**WHAT IS EXPECTED:**
Write out all the data again, exactly as shown.

**SUPPLIED DATA:**

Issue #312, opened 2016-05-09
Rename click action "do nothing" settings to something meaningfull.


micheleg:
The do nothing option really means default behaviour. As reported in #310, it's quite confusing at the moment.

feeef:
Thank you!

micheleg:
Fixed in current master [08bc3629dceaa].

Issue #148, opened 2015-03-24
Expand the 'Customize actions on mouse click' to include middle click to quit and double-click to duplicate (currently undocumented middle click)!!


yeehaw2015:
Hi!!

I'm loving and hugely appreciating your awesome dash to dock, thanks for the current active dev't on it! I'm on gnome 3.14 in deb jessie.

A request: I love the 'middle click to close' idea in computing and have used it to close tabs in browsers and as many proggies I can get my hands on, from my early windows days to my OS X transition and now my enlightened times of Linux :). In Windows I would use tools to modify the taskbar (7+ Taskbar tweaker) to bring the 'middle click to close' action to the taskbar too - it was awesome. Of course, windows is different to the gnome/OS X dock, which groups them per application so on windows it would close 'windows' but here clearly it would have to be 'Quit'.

**ANSWER TO THIS EXERCISE:**
Issue #312, opened 2016-05-09
Rename click action "do nothing" settings to something meaningfull.


micheleg:
The do nothing option really means default behaviour. As reported in #310, it's quite confusing at the moment.

feeef:
Thank you!

micheleg:
Fixed in current master [08bc3629dceaa].

Issue #148, opened 2015-03-24
Expand the 'Customize actions on mouse click' to include middle click to quit and double-click to duplicate (currently undocumented middle click)!!


yeehaw2015:
Hi!!

I'm loving and hugely appreciating your awesome dash to dock, thanks for the current active dev't on it! I'm on gnome 3.14 in deb jessie.

A request: I love the 'middle click to close' idea in computing and have used it to close tabs in browsers and as many proggies I can get my hands on, from my early windows days to my OS X transition and now my enlightened times of Linux :). In Windows I would use tools to modify the taskbar (7+ Taskbar tweaker) to bring the 'middle click to close' action to the taskbar too - it was awesome. Of course, windows is different to the gnome/OS X dock, which groups them per application so on windows it would close 'windows' but here clearly it would have to be 'Quit'.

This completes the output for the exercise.